Analysis of unknown biopolymer targets often involves their specific binding to known biopolymer probes. The most common technique employing immobilized biopolymers is the Southern blot hybridization technique, in which a set of DNA targets is immobilized on a membrane and a solution containing labeled DNA probe molecules is used to bathe the membrane under conditions where complementary molecules will anneal. In an analogous technique called Northern blot hybridization, RNA targets are immobilized on membranes and anneal to complementary RNA probes. Reverse blot hybridization employs the opposite approach. Instead of immobilizing DNA targets, a set of DNA probes is immobilized on a solid surface and the unknown labeled DNA target is present in the liquid phase.

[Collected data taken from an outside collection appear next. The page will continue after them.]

PR #320, opened 2016-07-18
make stream batch source stream name, duration and delay macro enabled

gsps1:
https://issues.cask.co/browse/CDAP-6360

### DIFF
--- a/core-plugins/src/main/java/co/cask/hydrator/plugin/batch/source/StreamBatchSource.java
+++ b/core-plugins/src/main/java/co/cask/hydrator/plugin/batch/source/StreamBatchSource.java
@@ -17,6 +17,7 @@
 package co.cask.hydrator.plugin.batch.source;
 
 import co.cask.cdap.api.annotation.Description;
+import co.cask.cdap.api.annotation.Macro;
 import co.cask.cdap.api.annotation.Name;
 import co.cask.cdap.api.annotation.Plugin;
 import co.cask.cdap.api.data.batch.Input;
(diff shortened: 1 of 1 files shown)


core-plugins/src/main/java/co/cask/hydrator/plugin/batch/source/StreamBatchSource.java
```diff
@@ -94,7 +96,9 @@
   public void configurePipeline(PipelineConfigurer pipelineConfigurer) {
     super.configurePipeline(pipelineConfigurer);
     streamBatchConfig.validate();
-    pipelineConfigurer.addStream(new Stream(streamBatchConfig.name));
+    if (!streamBatchConfig.containsMacro(Properties.Stream.NAME)) {
+      pipelineConfigurer.addStream(new Stream(streamBatchConfig.name));
```
gsps1, line 100: @albertshau @chtyim should we allow this in configure or not ? since we are not allowing stream creation with stream names from macro at runtime. would it make sense to disallow this too ?

gsps1:
Build Running: http://builds.cask.co/browse/HYP-DBT34

core-plugins/src/main/java/co/cask/hydrator/plugin/batch/source/StreamBatchSource.java
albertshau, line 100: you mean because cdap doesn't allow stream creation at runtime?  I think its still a valid use case to have a macro as the stream name, it just means that the stream will have to be created by somebody else. We should mention that in the plugin docs though.

albertshau:
add a note in the docs about using a macro in stream name, then lgtm

sreevatsanraman:
Added JIRA https://github.com/caskdata/hydrator-plugins/pull/320 to address comments

PR #321, opened 2016-07-18
[CDAP-6527]:

thegreenfrog:
Fix Connection error caused by attempting to open session before establishing connection


sagarkapare:
LGTM. Please file a JIRA for adding a test case for this issue.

Arrays, constructed by attaching a plurality of the same or different biopolymers to discrete isolated areas on the surface of a substrate, are becoming increasingly important tools in the analysis of biopolymers such as gene expression analysis, DNA sequencing, mutation detection, polymorphism screening, linkage analysis, genotyping, and screening for alternative splice variants in gene transcripts.
The analysis of microarrays depends considerably on spot quality, such as morphology and homogeneity, for obtaining high levels of accuracy and consistency. Quality control of common printing defects generated during the production of an array is critical to maintaining data integrity and preventing the wastage of reagent and labor. The ability to manufacture microarrays in an efficient and cost-effective manner is of considerable interest to researchers worldwide and of significant commercial value.

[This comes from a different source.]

PR #324, opened 2016-07-20
[CDAP-6566]: Handle more exceptions in SSHAction and trim carriage return

thegreenfrog:
Trimmed trailing carriage return from end of output of the SSH command. Handled more exceptions during the setup process. If remote command has exit code greater than 0, then also throws an exception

One important factor in the spotting process is the chemical properties of the solution in which the biopolymer is dissolved. With the widely used saline sodium citrate (SSC) buffer, binding efficiency and spot uniformity are often poor. The problems are reduced by supplementing SSC with 50% dimethyl sulfoxide (DMSO). However, this reaction buffer has the disadvantage of being toxic as well as being a solvent for many materials, in addition to only having a limited effect on spot appearance.
Considering the issues of spot morphology and quality control in spot arraying, there is still a need for a formulation of a spotting solution that will provide uniform spot size and/or morphology in the production of assay articles such as microarrays. There also remains a need for a means of non-destructive quality control of the production of such assay articles.